Task to complete >> In these records, how many lines contain "features"? Please reply with the number only.

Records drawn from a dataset
────────

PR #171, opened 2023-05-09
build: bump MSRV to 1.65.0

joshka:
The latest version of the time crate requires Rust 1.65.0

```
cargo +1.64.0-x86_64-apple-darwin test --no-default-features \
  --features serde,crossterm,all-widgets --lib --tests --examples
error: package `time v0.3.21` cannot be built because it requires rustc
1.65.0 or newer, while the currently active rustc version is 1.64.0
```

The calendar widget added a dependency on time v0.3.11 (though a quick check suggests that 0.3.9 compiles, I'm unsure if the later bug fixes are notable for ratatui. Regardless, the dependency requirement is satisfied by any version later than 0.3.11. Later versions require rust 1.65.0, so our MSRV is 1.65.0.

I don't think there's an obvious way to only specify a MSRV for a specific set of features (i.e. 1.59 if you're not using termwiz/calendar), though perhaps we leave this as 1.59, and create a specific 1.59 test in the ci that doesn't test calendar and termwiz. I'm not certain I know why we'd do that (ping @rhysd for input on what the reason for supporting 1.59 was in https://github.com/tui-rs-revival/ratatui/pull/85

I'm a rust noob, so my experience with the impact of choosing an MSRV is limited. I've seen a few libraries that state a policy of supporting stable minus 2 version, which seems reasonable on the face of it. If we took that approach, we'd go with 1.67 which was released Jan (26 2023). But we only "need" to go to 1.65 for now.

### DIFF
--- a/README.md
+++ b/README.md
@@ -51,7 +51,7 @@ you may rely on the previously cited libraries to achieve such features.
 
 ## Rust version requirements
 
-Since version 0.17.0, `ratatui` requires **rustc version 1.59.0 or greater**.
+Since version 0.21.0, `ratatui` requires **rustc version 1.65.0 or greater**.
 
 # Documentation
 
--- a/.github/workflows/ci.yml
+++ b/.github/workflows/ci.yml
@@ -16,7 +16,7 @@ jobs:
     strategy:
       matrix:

────────

Expected answer >> 4